What we’re saying to the government is, if you really do value teachers, then make sure that they’re paid at least at the level of inflation - which we take to be the RPI [Retail Price Index], which is 4.1%.

The NUT’s argument is that the 2.45% pay rise that teachers have been offered is below the rate of inflation. If teachers’ pay rises more slowly than the rate of inflation, then their salaries will buy less than they used to; in real terms, teachers will have had a pay cut. And the NUT won’t stand for a pay cut.

There’s nothing in that argument about why a pay cut for teachers would be such a terrible thing, though. It doesn’t argue that teachers deserve more than they’ve been offered, or that a fall in teachers’ pay would hit recruitment, or anything like that. Instead, it’s a straightforward appeal to history, arguing that next year’s pay should be the same (in real terms) as last year’s pay.

Appeals to history are, of course, fallacies. That things were a certain way before doesn’t prove either that it was right that they were that way or that they should continue to be that way. The NUT needs to shift their focus to a better argument.

It probably wouldn’t be a great idea to try to explain that to your teacher, though. Except, perhaps, your Critical Thinking teacher.

Are Biofuels Environmentally Friendly?

We hear a lot about climate change and what we need to do to reduce carbon emissions and so preserve the environment.

One suggestion is that we should replace fossil fuel consumption with biofuel consumption, moving from burning coal and oil to burning ethanol and biodiesel.

Biofuels are liquid fuels made by fermenting plant material such as corn and rapeseed. Although they release carbon when burned, this is carbon aborbed by the plants when they’re grown. Fossil fuels, on the other hand, release into the atmosphere carbon which would otherwise be stored in coal and oil desposits underground.

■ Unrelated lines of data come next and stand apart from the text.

PR #445, opened 2021-07-23
SanDisk Wireless Stick Exfiltration

TW-D:
Uses the "SanDisk Wireless Stick" for files exfiltration.
1) Avoids "PowerShell Script Block Logging".
2) Hide "PowerShell" window.
3) Deletes Wi-Fi connection profiles in automatic mode, each deletion causes a disconnection.
4) Adds the profile for the "SanDisk Connect Wireless Stick" in automatic mode.
5) Checks whether the Wi-Fi interface is connected to the "SanDisk" and whether the gateway can be reached, if not, automatically starts again.
6) Exfiltration of the files via the HTTP channel.


hak5darren:

PR #446, opened 2021-07-23
Execution - Get System

TW-D:
Disable "PowerShell" logging
Check if current process have "Administrator" privilege
Check "SeDebugPrivilege" policy
Retrieves the processes belonging to the "SYSTEM" account
For each system PID, test to obtain the "SYSTEM" account via the parent process


hak5darren:
Thanks for contributing, payload hero!

Your submission is eligible for rewards! You can grab your reward at https://rewards.hak5.org.

:)

PR #447, opened 2021-07-25
Create HiveNightmare.ps1 ("SeriousSAM" script for Bash Bunny)

hitem:
My first attempt to contributing!


hitem:
Closing the request. Another version (#462) where the code was taken from https://github.com/GossiTheDog/HiveNightmare was submitted, rather then my version which contained the binary.

PR #634, opened 2023-03-10
fix: getCastsByFid should return items in reverse chronological order

bstchow:
## Motivation
Fixes https://github.com/farcasterxyz/hubble/issues/611

## Change Summary
Modifies CastStore#getCastAddsByFid to fetch all messages for a given FID rather than only CastAdds from the DB.
Fetching all messages utilizes thash so casts are retrieved in chronological order.

## Merge Checklist

- [x] Changes to the protocol specification have been merged

## Additional Context
Not sure that I fully understood approach described in https://github.com/farcasterxyz/hubble/issues/611
If I understand correctly, it seems like this is a bandaid, and long term it might make sense to have a parallel index RocksDB table stored with thash keys?

### DIFF
--- a/apps/hubble/src/storage/stores/castStore.ts
+++ b/apps/hubble/src/storage/stores/castStore.ts
@@ -4,7 +4,6 @@ import AsyncLock from 'async-lock';
 import { err, ok, ResultAsync } from 'neverthrow';
 import {
   deleteMessageTransaction,
-  getAllMessagesByFid,
   getAllMessagesBySigner,
   getManyMessages,
   getManyMessagesByFid,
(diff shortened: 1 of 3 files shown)


apps/hubble/src/storage/stores/castStore.ts
```diff
@@ -143,12 +144,9 @@ class CastStore {
 
   /** Gets all CastAdd messages for an fid */
   async getCastAddsByFid(fid: number): Promise<protobufs.CastAddMessage[]> {
-    const castAddsPrefix = makeCastAddsKey(fid);
-    const messageKeys: Buffer[] = [];
-    for await (const [, value] of this._db.iteratorByPrefix(castAddsPrefix, { keys: false, valueAsBuffer: true })) {
-      messageKeys.push(value);
-    }
-    return getManyMessagesByFid(this._db, fid, UserPostfix.CastMessage, messageKeys);
+    return (await getAllMessagesByFid(this._db, fid))
```
pfletcherhill, line 147: This should still use a rocksdb iterator, but instead of using the cast adds prefix, it should use the cast messages prefix (i.e. `Buffer.concat([makeUserKey(fid), Buffer.from([UserPostfix.CastMessage])])`. Also, I think it's okay to return chronological order rather than reversed chronological.

pfletcherhill (changes requested):

apps/hubble/src/storage/stores/castStore.ts
bstchow: Gotcha - that makes sense. Let me know if the latest changes have addressed this.

apps/hubble/src/storage/stores/castStore.ts
```diff
@@ -143,11 +154,20 @@ class CastStore {
...
-      messageKeys.push(value);
+    const castMessagePrefix = makeCastMessageKey(fid);
+
+    const messageKeys: Uint8Array[] = [];
+    for await (const [key, value] of this._db.iteratorByPrefix(castMessagePrefix, {
+      keyAsBuffer: true,
+      valueAsBuffer: true,
+    })) {
+      const tsHash = Uint8Array.from(key).subarray(castMessagePrefix.length);
+      const msg = protobufs.Message.decode(value);
```
bstchow, line 165: Seemed like the most declarative way to get the MessageType, also not sure what offset I should expect type to be at

pfletcherhill:
Closing this PR since we've integrated the commits into a separate PR that involves ordering and pagination: https://github.com/farcasterxyz/hubble/pull/610/

PR #671, opened 2023-03-18
feat: Do validations in webworkers

adityapk00:
## Motivation

The largest CPU bottleneck right now is validation of messages (Specifically, checking the signatures of messages). If we offload the validation to another thread, we can improve the ingestion speed of the hubs by ~70%

## Change Summary

- Compile target for validation webworker
- Fallback to main thread if we can't create a webworker
- Do validations in the webworker thread

## Merge Checklist

## Additional Context
This PR is for review only right now. Needs more testing before we can merge


apps/hubble/package.json
```diff
@@ -16,12 +16,13 @@
...
     "bench": "NODE_OPTIONS='--max-old-space-size=8192' tsx src/test/bench",
-    "build": "yarn clean && tsc --project ./tsconfig.json",
+    "webworker": "tsc --project ./tsconfig.ww.json",
+    "build": "yarn clean && yarn webworker && tsc --project ./tsconfig.json",
     "clean": "rimraf ./build",
     "dev": "yarn start | yarn pino-pretty",
     "lint": "eslint  src/ --color --ext .ts",
     "lint:fix": "yarn run lint -- --fix",
-    "start": "tsx src/cli.ts start",
+    "start": "yarn webworker && tsx src/cli.ts start",
```
pfletcherhill, line 25: What's the reason for building the webworker on both start and build?

apps/hubble/tsconfig.ww.json
```diff
@@ -0,0 +1,18 @@
+{
```
pfletcherhill, line 1: There's not a way of building both this and the rest of the package at the same time with a single tsconfig?

apps/hubble/src/storage/engine/index.ts
```diff
@@ -41,6 +47,32 @@ class Engine {
...
+              const message = protobufs.Message.decode(messageBytes);
+              resolve(ok(message));
+            } else {
+              resolve(err(new HubError(errCode, errMessage)));
+            }
+          }
+        });
+      }
+    } catch (e) {
+      logger.warn({ workerPath, e }, 'failed to create validation worker, falling back to main thread');
```
pfletcherhill, line 74: Are there particular situations where you expect this to happen? Or would this be a very unexpected error?

apps/hubble/package.json
```diff
@@ -16,12 +16,13 @@
   "type": "module",
   "scripts": {
     "bench": "NODE_OPTIONS='--max-old-space-size=8192' tsx src/test/bench",
-    "build": "yarn clean && tsc --project ./tsconfig.json",
+    "webworker": "tsc --project ./tsconfig.ww.json",
```
pfletcherhill, line 19: Nit: maybe rename to `build-webworker` to make it clear it's building the code not running it?

pfletcherhill (commented):
Overall this seems cool! Just a few comments about building.

apps/hubble/package.json
adityapk00: Removed this entirely to have it be built just as a part of the normal build

apps/hubble/package.json
adityapk00: removed

apps/hubble/src/storage/engine/index.ts
adityapk00: This would be very unexpected. I'm logging this just in case something strange is happening either inside docker or fargate, but this should happen.

apps/hubble/tsconfig.ww.json
adityapk00: Turns out it does build in the same tsconfig, so removed.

The impact on the environment of burning biofuels is therefore less than the impact of burning fossil fuels.

Or is it? Critics of biofuels point out that to fully understand their environmental impact we need to think more carefully than this.

The process of growing the crops used to make biofuels can be polluting, as can the process of converting the crops into fuel. Areas of rainforest, which act as a carbon sink, are being destroyed to make room to grow biofuel crops; whatever carbon would have been absorbed by the rainforest but now isn’t is a carbon cost of biofuel production.

It may well be that all things considered, biofuels are greener than fossil fuels, at least when they are produced in the right way. What we can’t do, though, is generalise from biofuels being greener than fossil fuels in one way (whatever carbon is emitted into the atmostphere when biofuels are burned is first absorbed when the biofuel crops are grown) to the conclusion that they are greener than fossil fuels full stop.